Action item>
Return all lines of the data in which the string "each" occurs.

Stored items from a collection:
PR #7168, opened 2023-01-24
feat(combineLatest): remove spread params deprecated signature.

benlesh:
+ Removes the `combineLatest(a$, b$, c$)` signature, so we can standardize on `combineLatest([a$, b$, c$])` and `combineLatest({ a: a$, b: b$ })`.

NOTE: It appears we forgot to deprecate the `resultSelector` signature. Which isn't even supported for the newer object argument syntax (and never was).

### DIFF
--- a/src/internal/observable/combineLatest.ts
+++ b/src/internal/observable/combineLatest.ts
@@ -1,15 +1,13 @@
 import { Observable } from '../Observable';
 import { ObservableInput, ObservedValueOf, ObservableInputTuple } from '../types';
-import { argsArgArrayOrObject } from '../util/argsArgArrayOrObject';
+import { arrayOrObject } from '../util/argsArgArrayOrObject';
 import { Subscriber } from '../Subscriber';
-import { from } from './from';
 import { identity } from '../util/identity';
-import { mapOneOrManyArgs } from '../util/mapOneOrManyArgs';
-import { popResultSelector } from '../util/args';
 import { createObject } from '../util/createObject';
 import { createOperatorSubscriber } from '../operators/OperatorSubscriber';
 import { AnyCatcher } from '../AnyCatcher';
 import { EMPTY } from './empty';
+import { from } from './from';
 
 // combineLatest(any)
 // We put this first because we need to catch cases where the user has supplied
@@ -30,14 +28,6 @@ export function combineLatest<A extends readonly unknown[]>(sources: readonly [.
 export function combineLatest<A extends readonly unknown[], R>(
   sources: readonly [...ObservableInputTuple<A>],
   resultSelector: (...values: A) => R
-): Observable<R>;
-
-// combineLatest(a, b, c)
-/** @deprecated Pass an array of sources instead. The rest-parameters signature will be removed in v8. Details: https://rxjs.dev/deprecations/array-argument */
-export function combineLatest<A extends readonly unknown[]>(...sources: [...ObservableInputTuple<A>]): Observable<A>;
-/** @deprecated Pass an array of sources instead. The rest-parameters signature will be removed in v8. Details: https://rxjs.dev/deprecations/array-argument */
-export function combineLatest<A extends readonly unknown[], R>(
-  ...sourcesAndResultSelector: [...ObservableInputTuple<A>, (...values: A) => R]
 ): Observable<R>;
 
 // combineLatest({a, b, c})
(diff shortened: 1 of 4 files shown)


benlesh:
@demensky would you mind reviewing this?

demensky:
@benlesh, I'll try to do a review as soon as possible.

src/internal/observable/combineLatest.ts
```diff
@@ -188,117 +158,88 @@ export function combineLatest<T extends Record<string, ObservableInput<any>>>(
...
+  resultSelector?: (...value: any[]) => R
+): Observable<R> | Observable<ObservedValueOf<O>[]> {
+  const parts = arrayOrObject(sources);
 
-  const { args: observables, keys } = argsArgArrayOrObject(args);
+  if (!parts) {
+    throw new TypeError('sources must be an array or object');
+  }
+
+  const { args: observables, keys } = parts;
```
demensky, line 179: I propose to separate `arrayOrObject` and `argsArgArrayOrObject`, make a check "sources must be an array or object" inside `arrayOrObject`. This will make it easier for us if/when we want to make similar changes to `zip` and `forkJoin`.

demensky (approved):

src/internal/util/argsArgArrayOrObject.ts
```diff
@@ -10,21 +10,29 @@ const { getPrototypeOf, prototype: objectProto, keys: getKeys } = Object;
...
+    const result = arrayOrObject(first);
+    if (result) {
+      return result;
     }
   }
 
   return { args: args as T[], keys: null };
 }
 
+export function arrayOrObject<T, O extends Record<string, T>>(first: T | T[] | O) {
```
jeremymwells, line 22: @benlesh- do you want to split this out (per @demensky)?

src/internal/observable/combineLatest.ts
```diff
@@ -188,117 +158,88 @@ export function combineLatest<T extends Record<string, ObservableInput<any>>>(
...
       observables as ObservableInput<ObservedValueOf<O>>[],
-      scheduler,
       keys
-        ? // A handler for scrubbing the array of args into a dictionary.
-          (values) => createObject(keys, values)
-        : // A passthrough to just return the array
-          identity
+        ? (values: any[]) => createObject(keys, values)
+        : resultSelector
+        ? (values: readonly any[]) => resultSelector(...values)
```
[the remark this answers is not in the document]
benlesh: This is what Prettier did. 🤷

src/internal/util/argsArgArrayOrObject.ts
benlesh: Nah. It's fine in the same file for now. Every file we add actually adds a little overhead when bundling.

src/internal/observable/combineLatest.ts
benlesh: Let's do this in a follow up. I need to think about the best approach a little bit. Incremental refactors.

Every change to thrown errors is a change to our external API, and therefore a breaking change.

for example, if someone is doing this, and we change the error message to be more specific, we'll break them:

```ts
try {
  combineLatest(someVariable)
} catch (err) {
  if (err.message === 'sources must be an array or object') {
    // do something.
  }
}
```

I'm not saying we shouldn't make the change, just that we should make sure we're moving deliberatly.

src/internal/observable/combineLatest.ts
```diff
@@ -168,18 +158,25 @@ export function combineLatest<T extends Record<string, ObservableInput<any>>>(
  * @see {@link merge}
  * @see {@link withLatestFrom}
  *
- * @param {ObservableInput} [observables] An array of input Observables to combine with each other.
+ * @param sources An array of input Observables to combine with each other.
  * An array of Observables must be given as the first argument.
- * @param {function} [project] An optional function to project the values from
+ * @param project An optional function to project the values from
```
jakovljevic-mladen, line 163: Name of this parameter is not `project`, please rename to [`resultSelector`](https://github.com/ReactiveX/rxjs/pull/7168/files#diff-93ab8d5b23bdc9e3322b558953476f6efe920958972b445cdebfd6b666c678a7R171).

jakovljevic-mladen (approved):
LGTM, only a minor docs issue (related to parameter rename).

src/internal/observable/combineLatest.ts
ktrz: +1 on that

ktrz (commented):
Just +1 on Mladen's comment. Otherwise, LGTM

Exercise answer>
- * @param {ObservableInput} [observables] An array of input Observables to combine with each other.
+ * @param sources An array of input Observables to combine with each other.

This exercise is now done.